The solution appeared, as if on cue, at the funeral, for Maxfield’s junior colleague, Jack Soden, had been waiting for just such an opportunity for years. Jack, who would often be described, in later articles about the estate, as a wizened, wizardly investment adviser when he connected with Priscilla, was in fact a disgruntled young former stockbroker with modest business experience who had majored in English and dreamed of doing something “exciting” rather than “cold-calling doctors.” He had a sense of manifest destiny, “a great sense of wanting to build something, to make something happen.” Like Priscilla, once he had his goal in mind, Jack made a thorough study of how to achieve it, by asking questions and meeting key people. “For about a year I asked people: I’d say, ‘I am just fascinated with your job. How did you get from an accounting firm to this job?’ ” The common denominator, he concluded—the “lesson”—was to place himself in a position where he could meet people he envied and “let them know that I’m looking.” His “short-term solution” was Morgan Maxfield, whom he knew only slightly, socially from a Kansas City bachelor club. Jack Soden quit the brokerage business to accept a position as a glorified
assistant to Morgan, planning to stay for a year or two, with the unabashed ambition of meeting and mingling with the rich and fascinating, with whom Morgan surrounded himself, hoping serendipity would strike. Later, when he had achieved his own success, Soden would distance himself from Morgan, whose reputation had been sullied when he ran for the U.S. House of Representatives and it was revealed that he was married with children, after having achieved notoriety as Bachelor of the Year in Kansas City society.
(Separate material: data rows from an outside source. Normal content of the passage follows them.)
PR #6738, opened 2025-03-21
H-4250: Use a `IntoReport` trait to determine conversion to a `Report`

TimDiekmann:

Currently, when using errors in traits, it's annoying that you cannot properly specify errors in associated types.
```rust
// Requires `Result<_, Report<Self::Error>>` as return to allow `.change_context()` 
```

Also, `Result<_, Report<!>>` is not working as well as it could work.

This PR (re-)adds `IntoReport` to allow it in associated types, such as:
```rust
// Allows `impl Error`, `Report<impl Error>`, and `!` as type
type Error: IntoReport;
```

This PR:

The changes in this PR:

The changes in this PR:

## ⚠️ Known issues

A trait is added to the interface but the trait is very simple and outweighs the drawbacks of a new trait.

## 🛡 What tests cover this?

The `ResultExt` trait was changed, so pretty much every test is using the new trait indirectly

### DIFF
--- a/libs/error-stack/src/report.rs
+++ b/libs/error-stack/src/report.rs
@@ -948,7 +948,7 @@ impl<C> Extend<Self> for Report<[C]> {
     }
 }
 
-/// Provides methods to work with errors in the context of error-stack's reporting system.
+/// Provides unified way to convert an error-like structure to a [`Report`].
 ///
 /// This trait allows both [`Report<C>`] instances and regular error types to be converted into a
 /// [`Report`]. It is automatically implemented for any type that can be converted into a [`Report`]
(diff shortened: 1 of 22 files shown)


libs/error-stack/src/report.rs
```diff
@@ -947,3 +947,56 @@ impl<C> Extend<Self> for Report<[C]> {
         }
     }
 }
+
+/// Provides methods to work with errors in the context of error-stack's reporting system.
```
indietyp, line 951: I don't know if I like this heading. It promises more than the trait is supposed to do

indietyp (changes requested):
minor documentation comment otherwise looking good. Thank you!

libs/error-stack/src/report.rs
TimDiekmann:
```suggestion
/// Provides unified way to convert an error-like structure to a [`Report`].
```

indietyp (approved):

PR #6761, opened 2025-03-23
H-4253: Refactor HashQL Diagnostic Categories

indietyp:

The previous system made use of a quite complicated system to declare diagnostic categories. This PR changes the system to an enum and trait based approach instead.

Additionally the `rob` module has been removed and `Severity` is now always boxed.

This PR:

The changes in this PR:

The changes in this PR:


TimDiekmann (approved):
Great to see that change, thank you!

PR #6785, opened 2025-03-25
H-4015: Fix behavior of `any` in structural queries

TimDiekmann:

Filtering optional fields using the `any` filter currently has issues as the implementation effectively removes rows if there couldn't be a join.

## 🔍 What does this change?

- Chained `OUTER JOIN` statements will now use `LEFT OUTER JOIN` to retain the optionality
- merge-constraints are added to the JOIN expression itself
- Drive-by: Use `pretty-assertions` in Postgres-unit tests

This PR:

The changes in this PR:

The changes in this PR:


libs/@local/graph/postgres-store/src/store/postgres/query/compile.rs
```diff
@@ -1001,6 +1015,12 @@ impl<'p, 'q: 'p, R: PostgresRecord> SelectCompiler<'p, 'q, R> {
                     },
                 );
 
+                if is_outer_join_chain {
+                    join_expression.join = JoinType::LeftOuter;
+                } else if join_expression.join != JoinType::Inner {
+                    is_outer_join_chain = true;
+                }
```
TimDiekmann, line 1022: @hashdotai Are we covered with this logic? It implies that we going to change any subsequent join to be a `LEFT OUTER JOIN`, even if it would be another JOIN as defined in the relations.

TimDiekmann: Well, it commented on this code section twice separately, I assume yes 😅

Other allegations surfaced that he had misled the public about his financial status and educational background. Maxfield’s estate ultimately ended in controversy and near poverty, belying his admirers’ contention that he was a financial genius.
Following Morgan’s funeral, Jack Soden, Priscilla Presley, and Bob Wall spent the afternoon in his old office, repeating Morgan anecdotes. Priscilla was concerned about her outstanding investments with Morgan’s company and felt an immediate camaraderie with Jack, who was soft-spoken, polite—and deferential to her. By the end of the day, they had confirmed plans for Priscilla to meet again with Jack during a Wella promotional trip to Missouri at the end of the week so they could talk seriously about Graceland. Jack Soden’s strategy for finding his dream job had worked brilliantly. He had discovered his key person in Priscilla Presley. The two met for breakfast in a coffee shop at the Alameda Plaza Hotel, where Jack scribbled out his thoughts for Graceland on a place mat. “All I remember about that place mat was writing down these things: ‘Graceland’ and Memphis,’ ” he said later. Priscilla, recalled Jack, had been subjected to intense pressure by legal advisers to sell the estate, pay off the taxes, invest the remaining money, and turn the profits over to Lisa. That was, he admitted, the conservative route, but “her instincts were just screaming at her, ‘Don’t sell it.’ ” Jack compared Elvis Presley’s death to Kennedy’s, selling Priscilla on the notion that Elvis’s name was a marketable commodity, like a brand name, with brand-name recognition. He would take credit for suggesting to Priscilla that day the idea of opening Graceland as a permanent museum, claiming Morgan’s plan had been to open the house for six to eight months as a “one-shot deal” and then to create a foundation. “It’s so self-serving to say [that Morgan] didn’t ‘get it’ and I did and that’s made all the difference, you know what I mean?” commented Soden, doing just that.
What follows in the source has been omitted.